Problem exceeding maximum token in azure openai (with java)


I'm doing a chat that returns queries based on the question you ask it in reference to a specific database. For this I use azure openai and Java in Spring Boot.


My problem comes here:

How can I make the AI remember the previous questions without passing the context back to it (what I want to do is greatly reduce the consumption of tokens, since depending on what it asks, if the question contains a keyword, for example 'users', what I do is pass in the context the information in this table that is huge (name of the fields, type of data and description) so when you have several questions the use of tokens rises to more than 10,000))

I can't show all the code since it's a project for my company.

What im currently doing is adding to the context the referenced table and the principal context(you are a based SQL chat...).
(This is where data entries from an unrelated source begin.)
PR #319, opened 2018-06-28
MH-12738: Tiered Storage for the Asset Manager

gregorydlogan:
This pull request implements the concept of tiered storage within the Asset Manager.  The codebase already had the concept in a few places, but it was only roughed in.  This pull request implements the functionality using modular stores, and the existing Opencast job architecture.

Major changes:
 * Assets and snapshots now have the concept of their storage location.  This requires additional DB fields.
   * Assets in non-hot storage are still present within the system, and are treated as such.
 * The Asset Manager itself now has another (argh) layer, which keeps changes to the existing layers to a minimum.
   * The REST endpoints live within the /assets namespace, so use those REST docs for testing
 * Triggering a storage migration creates a job, which then does the work.  There is no synchronous transfer mode accessible by design, since large files may take a long time to move.  The design goal is that a store backed by manual tape backup could be implemented, so s

Known, or suspected issues:
 * There are no UIs built for this yet.  This is strictly back-end functionality
 * The asset manager currently expects all files to be accessible at all times.  While (in theory) non-live files should work, this has not been extensively tested.  This will be discussed further in the AWS S3 PR.
 * The class names...  `TieredStorageAssetManagerJobProducer` anyone?  Ideas on renaming are welcome.

Review suggestion 1: Look at each of the commits separately.  This is a large changeset, but I think I've broken the major groups of changes out into their own commits.
Review suggestion 2: For testing whether this actually works as expected, use [this](https://github.com/gregorydlogan/opencast/tree/f/MH-12738-test) branch, which is this PR plus a fake test store.

*Work sponsored by the University of Stuttgart*


staubesv:
Wow, quite a PR... could you please add some basic documentation of this to https://docs.opencast.org/develop/developer/asset-manager/?

gregorydlogan:
Not today, but I'll add that in the first round of review comments!

docs/upgrade/4_to_5/mysql5.sql
```diff
@@ -231,6 +231,7 @@ ALTER TABLE oc_assets_snapshot ADD CONSTRAINT UNQ_oc_assets_snapshot  UNIQUE (me
 ALTER TABLE oc_assets_snapshot DROP INDEX IF EXISTS UNQ_mh_assets_snapshot;
 ALTER TABLE oc_assets_snapshot ADD CONSTRAINT FK_oc_assets_snapshot_organization FOREIGN KEY (organization_id) REFERENCES oc_organization (id);
 ALTER TABLE oc_assets_snapshot DROP FOREIGN KEY FK_mh_assets_snapshot_organization;
+ALTER TABLE oc_assets_snapshot ADD COLUMN storage_id VARCHAR(256) NOT NULL;
```
rute-santos: ADD COLUMN for the  oc_assets_asset table is missing from upgrade script.
I believe you also need to populate the values with the 'local storage' because it doesn't accept null?

modules/asset-manager-impl/src/main/java/org/opencastproject/assetmanager/impl/AbstractAssetManagerWithTieredStorage.java
```diff
@@ -0,0 +1,412 @@
...
+            chuck(e);
+          }
+          getDb().setStorageLocation(s, targetStoreId);
+          deleteAssetsFromStore(s, currentStore);
+        } else {
+          //Else, the content is *not* local and is going to a *different* remote
+          String intermediateStore = getLocalAssetStore().getStoreType();
+          logger.debug(format("Moving {} from {} to {}, then to {}",
+                  s.toString(), currentStoreId, intermediateStore, targetStoreId));
+          Snapshot snap = record.getSnapshot().get();
```
rute-santos: The variable 's' already has the snapshot.

modules/asset-manager-impl/src/main/java/org/opencastproject/assetmanager/impl/AbstractAssetManagerWithTieredStorage.java
```diff
@@ -0,0 +1,412 @@
...
+  private boolean isLocalAssetStoreId(String storeId) {
+    return getLocalAssetStore().getStoreType().equals(storeId);
+  }
+
+  /** Returns true if the store id is not equal to the local asset store's id */
+  private boolean isRemoteAssetStoreId(String storeId) {
+    return !isLocalAssetStoreId(storeId);
+  }
+
+  @Override public Opt<Asset> getAsset(Version version, final String mpId, final String mpeId) {
```
rute-santos: Formatting looks off?

modules/asset-manager-impl/src/main/java/org/opencastproject/assetmanager/impl/OsgiAssetManager.java
```diff
@@ -197,6 +238,22 @@ public void setAssetStore(AssetStore assetStore) {
     this.assetStore = assetStore;
   }
 
+  public void addRemoteAssetStore(RemoteAssetStore assetStore) {
```
rute-santos: Since the remote asset store dependency has to be dynamic, I believe you need to synchronize this method, the removeRemoteAssetStore(), and the part of activate() where it is creating the delegate and emptying 'remotes'. Checking a null delegate and adding the remote store should be atomic. For instance, if the code is executed in this order: line 242, then lines 155-159, then line 243, the remote asset store is not added to the delegate.

modules/asset-manager-impl/src/main/java/org/opencastproject/assetmanager/impl/TieredStorageAssetManager.java
```diff
@@ -0,0 +1,160 @@
+/**
```
rute-santos, line 1: Formatting looks off here too.

modules/asset-manager-impl/src/main/java/org/opencastproject/assetmanager/impl/TieredStorageAssetManagerJobProducer.java
```diff
@@ -0,0 +1,381 @@
...
+import java.util.Set;
+import java.util.function.Consumer;
+
+public class TieredStorageAssetManagerJobProducer extends AbstractJobProducer {
+
+  /** The logging facility */
+  private static final Logger logger = LoggerFactory.getLogger(TieredStorageAssetManagerJobProducer.class);
+
+  public static final String JOB_TYPE = "org.opencastproject.assetmanager";
+  public static final Float JOB_LOAD = 1.0f;
```
rute-santos: Per previous conversations, please change job load to < 1 value.

modules/asset-manager-impl/src/main/java/org/opencastproject/assetmanager/impl/TieredStorageAssetManagerJobProducer.java
```diff
@@ -0,0 +1,381 @@
...
+    Operation op = null;
+    String operation = job.getOperation();
+    List<String> arguments = job.getArguments();
+    String id;
+    String targetStore = arguments.get(0);
+    VersionImpl version;
+    Date start;
+    Date end;
+    boolean bypass;
+    Set<Job> subjobs;
```
rute-santos: Unused variables: bypass, subjobs.

modules/asset-manager-impl/src/main/java/org/opencastproject/assetmanager/impl/TimedMediaArchiver.java
```diff
@@ -0,0 +1,190 @@
...
+    /*if (!archive.isStoreAvailable(storeType)) {
+      throw new RuntimeException("Store type " + storeType + " is not available to the archive");
+    }
+
+    try {
+      archive.archiveByInterval(null, maxAge, true, storeType);
+    } catch (ArchiveException e) {
+      throw new RuntimeException("Unable to offload archive data", e);
+    }*/
+  }
```
rute-santos: Was this commented out by accident?

modules/asset-manager-impl/src/main/java/org/opencastproject/assetmanager/impl/endpoint/AbstractTieredStorageAssetManagerRestEndpoint.java
```diff
@@ -0,0 +1,316 @@
+/**
```
rute-santos, line 1: Formatting looks off here too.

modules/asset-manager-impl/src/main/java/org/opencastproject/assetmanager/impl/endpoint/AbstractTieredStorageAssetManagerRestEndpoint.java
```diff
@@ -0,0 +1,316 @@
...
+                          description = "The job created to move the snapshots.",
+                          responseCode = SC_OK),
+                  @RestResponse(
+                          description = "Invalid parameters, and the job was not created",
+                          responseCode = SC_BAD_REQUEST),
+                  @RestResponse(
+                          description = "There has been an internal error, and the job was not created",
+                          responseCode = SC_INTERNAL_SERVER_ERROR)},
+          returnDescription = "The Job created")
+  public Response moveByIdAndVersion(@FormParam("start") final Integer startInt, @FormParam("end") final Integer endInt, @FormParam("target") final String target) {
```
rute-santos: This should be moveByDate, right?

modules/asset-manager-impl/src/main/java/org/opencastproject/assetmanager/impl/endpoint/AbstractTieredStorageAssetManagerRestEndpoint.java
```diff
@@ -0,0 +1,316 @@
...
+                          description = "The job created to move the snapshots.",
+                          responseCode = SC_OK),
+                  @RestResponse(
+                          description = "Invalid parameters, and the job was not created",
+                          responseCode = SC_BAD_REQUEST),
+                  @RestResponse(
+                          description = "There has been an internal error, and the job was not created",
+                          responseCode = SC_INTERNAL_SERVER_ERROR)},
+          returnDescription = "The Job created")
+  public Response moveByIdAndVersion(@FormParam("id") final String id, @FormParam("start") final Integer startInt, @FormParam("end") final Integer endInt, @FormParam("target") final String target) {
```
rute-santos: moveByIdAndDate?

modules/asset-manager-impl/src/main/java/org/opencastproject/assetmanager/impl/endpoint/AbstractTieredStorageAssetManagerRestEndpoint.java
```diff
@@ -0,0 +1,316 @@
...
+  @Produces(MediaType.TEXT_XML)
+  @RestQuery(name = "moveByDate", description = "Move all snapshots between two dates.",
+          restParameters = {
+                  @RestParameter(
+                          name = "start",
+                          isRequired = true,
+                          type = RestParameter.Type.INTEGER,
+                          defaultValue = "",
+                          description = "The mediapackage ID to move."),
+                  @RestParameter(
```
rute-santos: Description incorrect. Please specify the expected date format in the description (unix format?). I would actually prefer a human-readable format.

modules/asset-manager-impl/src/main/java/org/opencastproject/assetmanager/impl/endpoint/AbstractTieredStorageAssetManagerRestEndpoint.java
```diff
@@ -0,0 +1,316 @@
...
+                          name = "end",
+                          isRequired = true,
+                          type = RestParameter.Type.INTEGER,
+                          defaultValue = "",
+                          description = "The version to move."),
+                  @RestParameter(
```
rute-santos: Same here.

modules/asset-manager-impl/src/main/java/org/opencastproject/assetmanager/impl/endpoint/AbstractTieredStorageAssetManagerRestEndpoint.java
```diff
@@ -0,0 +1,316 @@
...
+                          type = RestParameter.Type.TEXT,
+                          defaultValue = "",
+                          description = "The mediapackage ID to move."),
+                  @RestParameter(
+                          name = "start",
+                          isRequired = true,
+                          type = RestParameter.Type.INTEGER,
+                          defaultValue = "",
+                          description = "The mediapackage ID to move."),
+                  @RestParameter(
```
rute-santos: Description incorrect. Please specify the expected date format in the description.

modules/asset-manager-impl/src/main/java/org/opencastproject/assetmanager/impl/endpoint/AbstractTieredStorageAssetManagerRestEndpoint.java
```diff
@@ -0,0 +1,316 @@
...
+                          name = "end",
+                          isRequired = true,
+                          type = RestParameter.Type.INTEGER,
+                          defaultValue = "",
+                          description = "The version to move."),
```
rute-santos: Description incorrect. Please specify the expected date format in the description.

modules/asset-manager-impl/src/main/java/org/opencastproject/assetmanager/impl/persistence/Database.java
```diff
@@ -159,6 +160,41 @@ public boolean saveProperty(final Property property) {
     });
   }
 
+  /**
+   * Save a property to the database. This is either an insert or an update operation.
+   */
+  public boolean saveAssetProperty(final Property property) {
```
rute-santos: Necessary? I didn't find where this method was called.

modules/asset-manager-impl/src/main/java/org/opencastproject/assetmanager/impl/query/AQueryBuilderImpl.java
```diff
@@ -190,6 +198,14 @@ public AQueryBuilderImpl(AbstractAssetManager am) {
     };
   }
 
+  @Override public Field<String> storage() {
+    return new AbstractSnapshotField<String, String>(Q_SNAPSHOT.availability) {
```
rute-santos: Q_SNAPSHOT.storageId?

modules/asset-manager-impl/src/main/resources/OSGI-INF/tiered-storage-timed-media-archiver.xml
```diff
@@ -0,0 +1,18 @@
...
+  <implementation class="org.opencastproject.assetmanager.impl.TimedMediaArchiver" />
+  <property name="service.description" value="Timed media archiver Service" />
+
+  <service>
+    <provide interface="org.osgi.service.cm.ManagedService" />
+  </service>
+
+  <reference cardinality="1..1" interface="org.opencastproject.assetmanager.impl.TieredStorageAssetManager" name="AssetManager" policy="static" bind="setAssetManager"/>
+  <reference cardinality="1..1" interface="org.opencastproject.security.api.OrganizationDirectoryService" name="OrganizationDirectoryService" policy="static" bind="bindOrganizationDirectoryService"/>
+  <reference cardinality="1..1" interface="org.opencastproject.security.api.SecurityService" name="SecurityService" policy="static" bind="bindSecurityService"/>
```
rute-santos: AbstractScanner also needs to bind the ServiceRegistry.

rute-santos (commented):
Hi Greg,
 
I have added my initial comments inline. I haven't tested yet. My plan is to take a look at the S3 code first and then test both together.
 
I like the way you implemented the transfer between stores as jobs. Much cleaner than our dce 1.x code :) I am just worried that executing transfers in parallel will possibly cause the same object to be copied more than once to the remote storage instead of 'linked' - think different versions of the same object being transferred at the same time. I haven't looked at the S3 code yet so I can't tell if that is true or not,
 but it would happen with the dce 1.x code if executed in parallel.
 
The code formatting overall seems off. Did you by any chance forget to add the ide settings? It would be good to re-format all the new files at least.

And yes, I forgot to ask you to add documentation too :)

docs/upgrade/4_to_5/mysql5.sql
gregorydlogan: This also needs to be in 5_to_6 now that I look at it...

modules/asset-manager-impl/src/main/java/org/opencastproject/assetmanager/impl/AbstractAssetManagerWithTieredStorage.java
gregorydlogan: This format is used in a few places in the AM already.  Personally I don't like it but was going for code that fits the style of the relevant codebase.  I'm going to fix it here regardless, since it helps with readability imo.

modules/asset-manager-impl/src/main/java/org/opencastproject/assetmanager/impl/OsgiAssetManager.java
gregorydlogan: Since we can (in theory) count on OSGI enforcing the dependency graphs between the various services, we know that the delegate already has to exist for this method to even be called, correct?  Karaf won't be attempting to bind new stores before the activate() method has returned.  Thus, we don't need to synchronize this, especially if we rip out the delegate protection that's present in this method.

At least, that's my read of the spec...

modules/asset-manager-impl/src/main/java/org/opencastproject/assetmanager/impl/TimedMediaArchiver.java
gregorydlogan: Hah, yes.  Will address.

modules/asset-manager-impl/src/main/java/org/opencastproject/assetmanager/impl/endpoint/AbstractTieredStorageAssetManagerRestEndpoint.java
gregorydlogan: Yep!

modules/asset-manager-impl/src/main/java/org/opencastproject/assetmanager/impl/persistence/Database.java
gregorydlogan: Good catch, this was the old way and I missed removing this method.

modules/asset-manager-impl/src/main/java/org/opencastproject/assetmanager/impl/TieredStorageAssetManager.java
gregorydlogan: Formatting rejiggered, hopefully better?

modules/asset-manager-impl/src/main/java/org/opencastproject/assetmanager/impl/endpoint/AbstractTieredStorageAssetManagerRestEndpoint.java
gregorydlogan: Formatting rejiggered, hopefully better?

modules/asset-manager-impl/src/main/resources/OSGI-INF/tiered-storage-timed-media-archiver.xml
gregorydlogan: Done.

modules/asset-manager-impl/src/main/java/org/opencastproject/assetmanager/impl/OsgiAssetManager.java
rute-santos: I would agree if the remote store dependency were 'static'. But it is 'dynamic' (as it should be) and so the 'bind' method can be called after the class has been instantiated, but before activate(). With this change, it's possible to get a null pointer.

modules/asset-manager-impl/src/main/java/org/opencastproject/assetmanager/impl/endpoint/AbstractTieredStorageAssetManagerRestEndpoint.java
```diff
@@ -51,6 +54,7 @@
 
 public abstract class AbstractTieredStorageAssetManagerRestEndpoint extends AbstractAssetManagerRestEndpoint {
 
+  private DateFormat sdf = new SimpleDateFormat("yyyy-MM-dd'T'HH:mm:ss'Z'");
```
rute-santos: DateFormat is not thread safe so it should be a local variable.

modules/asset-manager-impl/src/main/java/org/opencastproject/assetmanager/impl/OsgiAssetManager.java
gregorydlogan: Huh, that's a dumb bug in the spec IMO.  Regardless, how would synchronizing the method help?  It would prevent multiple threads from adding assets stores at the same time, but it wouldn't stop the null pointer.

modules/asset-manager-impl/src/main/java/org/opencastproject/assetmanager/impl/endpoint/AbstractTieredStorageAssetManagerRestEndpoint.java
gregorydlogan: Ah, right.

modules/asset-manager-impl/src/main/java/org/opencastproject/assetmanager/impl/OsgiAssetManager.java
rute-santos: The previous version of the code had an intermediate set (remotes) where the remote stores were added if the delegate was not ready yet.

gregorydlogan: Ah, I get it now.  Ok, added synchronization in relevant places!

staubesv:
Hi @gregorydlogan Please note that https://github.com/opencast/opencast/pull/314 has caused conflicts in this PR.

gregorydlogan:
Fixed, and formatting rules applied.

modules/asset-manager-impl/src/main/java/org/opencastproject/assetmanager/impl/endpoint/AbstractTieredStorageAssetManagerRestEndpoint.java
```diff
@@ -0,0 +1,338 @@
...
+
+  @POST
+  @Path("moveById")
+  @Produces(MediaType.TEXT_XML)
+  @RestQuery(name = "moveById", description = "Move a mediapackage based on its ID.",
+          restParameters = {
+                  @RestParameter(
+                          name = "id",
+                          isRequired = true,
+                          type = RestParameter.Type.TEXT,
```
rute-santos: RestParameter.Type.STRING instead of TEXT?

modules/asset-manager-impl/src/main/java/org/opencastproject/assetmanager/impl/endpoint/AbstractTieredStorageAssetManagerRestEndpoint.java
```diff
@@ -0,0 +1,338 @@
...
+                          defaultValue = "",
+                          description = "The mediapackage ID to move."),
+                  @RestParameter(
+                          name = "target",
+                          isRequired = true,
+                          type = RestParameter.Type.TEXT,
```
rute-santos: RestParameter.Type.STRING instead of TEXT?

modules/asset-manager-impl/src/main/java/org/opencastproject/assetmanager/impl/endpoint/AbstractTieredStorageAssetManagerRestEndpoint.java
```diff
@@ -0,0 +1,338 @@
...
+
+  @POST
+  @Path("moveByIdAndVersion")
+  @Produces(MediaType.TEXT_XML)
+  @RestQuery(name = "moveByIdAndVersion", description = "Move a mediapackage based on its ID and version.",
+          restParameters = {
+                  @RestParameter(
+                          name = "id",
+                          isRequired = true,
+                          type = RestParameter.Type.TEXT,
```
rute-santos: Same: RestParameter.Type.STRING instead of TEXT? (and in all places that have id, version, target?)

modules/asset-manager-impl/src/main/java/org/opencastproject/assetmanager/impl/AbstractAssetManagerWithTieredStorage.java
```diff
@@ -0,0 +1,412 @@
...
+    final String prettyMpId = mpId + "@v" + version;
+    logger.debug(format("Moving assets for snapshot %s to store %s", prettyMpId, store.getStoreType()));
+    for (final MediaPackageElement e : snap.getMediaPackage().getElements()) {
+      if (!MOVABLE_TYPES.contains(e.getElementType())) {
+        logger.debug(format("Skipping %s because type is %s", e.getIdentifier(), e.getElementType()));
+        continue;
+      }
+      logger.debug(format("Moving %s to store %s", e.getIdentifier(), store.getStoreType()));
+      final StoragePath storagePath = StoragePath.mk(orgId, mpId, version, e.getIdentifier());
+      final Opt<StoragePath> existingAssetOpt = findAssetInVersionsAndStores(e.getChecksum().toString(), store.getStoreType());
```
rute-santos: In my tests, findAssetInVersionsAndStores does not find the asset previously archived to the aws-s3 store when there's another version of the asset that is "local" because the "local" asset is always returned. I tracked it to the findAssetByChecksum that uses the "singleResult" clause so the first one found is returned.
This causes several copies of the asset in aws-s3 instead of only one.

modules/asset-manager-impl/src/main/java/org/opencastproject/assetmanager/impl/OsgiAssetManager.java
```diff
@@ -197,6 +238,22 @@ public void setAssetStore(AssetStore assetStore) {
...
+    } else {
+      delegate.addRemoteAssetStore(assetStore);
+    }
+  }
+
+  public synchronized void removeRemoteAssetStore(RemoteAssetStore assetStore) {
+    if (null != delegate) {
+      delegate.removeRemoteAssetStore(assetStore);
+    } else {
+      logger.warn("Unable to remove remote store of type {} because delegate is null!", assetStore.getStoreType());
```
rute-santos, line 253: You could have the asset store removed before activate() was called. Very unlikely, but possible :)

modules/asset-manager-workflowoperation/src/main/java/org/opencastproject/workflow/handler/assetmanager/AssetManagerStorageMoveOperationHandler.java
```diff
@@ -0,0 +1,106 @@
...
+  @Override
+  public WorkflowOperationResult start(WorkflowInstance workflowInstance, JobContext context)
+          throws WorkflowOperationException {
+    MediaPackage mp = workflowInstance.getMediaPackage();
+    WorkflowOperationInstance operation = workflowInstance.getCurrentOperation();
+
+    logger.debug("Working on mediapackage {}", mp.getIdentifier().toString());
+
+    String targetStorage = StringUtils.trimToNull(operation.getConfiguration("target-storage"));
+    if (tsamjp.datastoreExists(targetStorage)) {
```
rute-santos: Reverse test: if (!tsamjp.datastoreExists(targetStorage)).

modules/asset-manager-workflowoperation/src/main/java/org/opencastproject/workflow/handler/assetmanager/AssetManagerStorageMoveOperationHandler.java
```diff
@@ -0,0 +1,106 @@
...
+      } catch (NumberFormatException e) {
+        throw new WorkflowOperationException("Invalid version number", e);
+      }
+    }
+
+    logger.debug("Target version set to {}", version);
+
+    logger.debug("Beginning moving process");
+    //Note that a null version implies *all* versions
+    Job fakejob = new JobImpl(workflowInstance.getId());
```
rute-santos: fakeJob not used?

modules/asset-manager-impl/src/main/java/org/opencastproject/assetmanager/impl/AbstractAssetManagerWithTieredStorage.java
```diff
@@ -0,0 +1,412 @@
...
+    final String mpId = snap.getMediaPackage().getIdentifier().toString();
+    final String orgId = snap.getOrganizationId();
+    final Version version = snap.getVersion();
+    final String prettyMpId = mpId + "@v" + version;
+    logger.debug(format("Moving assets for snapshot %s to store %s", prettyMpId, store.getStoreType()));
+    for (final MediaPackageElement e : snap.getMediaPackage().getElements()) {
+      if (!MOVABLE_TYPES.contains(e.getElementType())) {
+        logger.debug(format("Skipping %s because type is %s", e.getIdentifier(), e.getElementType()));
+        continue;
+      }
```
rute-santos, line 346: We need to check if the asset has already been moved. For instance, if there was an exception in a previous run and some mp assets were moved, some were not. Otherwise, an asset may not exist in the origin anymore.

modules/asset-manager-impl/src/main/java/org/opencastproject/assetmanager/impl/AbstractAssetManagerWithTieredStorage.java
```diff
@@ -0,0 +1,412 @@
...
+                existingAsset.getMediaPackageElementId(), e.getChecksum(), store.getStoreType());
+        if (!store.copy(existingAsset, storagePath)) {
+          throw new AssetManagerException(
+                  format("An asset with checksum %s has already been archived but trying to copy or link asset %s to it failed",
+                          e.getChecksum(), existingAsset));
+        }
+      } else {
+        final Opt<Long> size = e.getSize() > 0 ? Opt.some(e.getSize()) : Opt.<Long>none();
+        store.put(storagePath, Source.mk(e.getURI(), size, Opt.nul(e.getMimeType())));
+      }
```
rute-santos, line 368: The asset storeId in the database is only updated after all assets in the media package are moved. This will also cause assets to take more space in the remote store than they should. For instance, if a media package has 2 references to the same file, such as presenter/source and presenter/work, 2 files will be put in the remote store instead of having a logic hard-link between them.

modules/asset-manager-impl/src/main/java/org/opencastproject/assetmanager/impl/AbstractAssetManagerWithTieredStorage.java
```diff
@@ -0,0 +1,412 @@
...
+    }
```
rute-santos: Why are you not moving the manifest.xml too? Is the manifest.xml an exact copy of what is in the database?

KatrinIhler:
@gregorydlogan Has conflicts (+ failed checks)!

modules/asset-manager-impl/src/main/java/org/opencastproject/assetmanager/impl/OsgiAssetManager.java
gregorydlogan: I feel like that's so unlikely that we should leave this here.  If it becomes an issue then we need to explore how to properly log this :)

modules/asset-manager-workflowoperation/src/main/java/org/opencastproject/workflow/handler/assetmanager/AssetManagerStorageMoveOperationHandler.java
gregorydlogan: Typo repaired!

modules/asset-manager-impl/src/main/java/org/opencastproject/assetmanager/impl/AbstractAssetManagerWithTieredStorage.java
gregorydlogan: This was addressed in your PR I believe?

modules/asset-manager-impl/src/main/java/org/opencastproject/assetmanager/impl/AbstractAssetManagerWithTieredStorage.java
gregorydlogan: Line 369 (getDb().setAssetStorageLocation) is at the bottom of the for loop, which is iterating over the list of media package elements.  Barring two versions of a given snapshot being moved at the same time, the asset's storage ID should already be set correctly if it was just moved, wouldn't it?

Regarding hard-linking, that's the store's job IMO.

modules/asset-manager-impl/src/main/java/org/opencastproject/assetmanager/impl/AbstractAssetManagerWithTieredStorage.java
gregorydlogan: The manifest isn't included in the MP afaik.  It also does not get updated beyond the initial ingest, so it would be out of date regardless.

modules/asset-manager-impl/src/main/java/org/opencastproject/assetmanager/impl/AbstractAssetManagerWithTieredStorage.java
rute-santos: Yes!

modules/asset-manager-impl/src/main/java/org/opencastproject/assetmanager/impl/AbstractAssetManagerWithTieredStorage.java
rute-santos: Well, it's this piece of code that decides between a 'copy' or a 'move' so it is this code's responsibility to tell the store if that element is a new one or not. The store's particular implementation may do linking or not.
Anyway, I think my PR addressed that too?

modules/asset-manager-impl/src/main/java/org/opencastproject/assetmanager/impl/AbstractAssetManagerWithTieredStorage.java
rute-santos: The manifest.xml is a copy of the media package for that version. When a snapshot is taken, it's created in the /archive file system. It seems to be an exact copy of the mediapackage_xml column in the oc_assets_snapshot table. So it doesn't need to be copied? Can you double-check if this is true? I am just afraid of deleting something that may be needed later...

modules/asset-manager-impl/src/main/java/org/opencastproject/assetmanager/impl/AbstractAssetManagerWithTieredStorage.java
gregorydlogan: I think so.  We'll see in further testing :D

gregorydlogan:
@KatrinIhler ty!

@rute-santos fixes applied, ready for further review.

rute-santos (approved):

And for the chat to remember, I have tried to save the history in java and pass the context history again(but this exceed the tokens pretty fast)

This is what I'm currently doing (no remembering from the AI):

chatMessages.add(new ChatMessage(ChatRole.SYSTEM, context));

chatMessages.add(new ChatMessage(ChatRole.USER, question));

ChatCompletions chatCompletions = client.getChatCompletions(deploymentOrModelId, new ChatCompletionsOptions(chatMessages));


Solution

  • As far as I know, there is no way to make the LLM (Azure OpenAI in this case) remember your context cheaply, as you said, sending context (and a huge chunk of it) on each call gets pricy really fast. That been said, you could change the approach and try other techniques to mimic that the AI has memory like summarizing the previous questions and send that as content (instead of a long string with 20 questions/answers, you send a short summary of what the user has been asking for. it will keep your prompt short and kind of "aware" of the conversation.

    There are also conversation buffers (keeping the chat history in memory and send it to de llm each time as you did) but it gets long pretty fast, for that you could configure a buffer window (limiting the memory of the conversation to the last 3 questions for example, that should help keep the token count manageable).

    There are several ways to manage this but there is no "perfect memory" as far as I know, not one the is worth paying. If you could tell us a bit more on how good the bot memory needs to be or the specific use case, maybe we can be more precise. Good luck!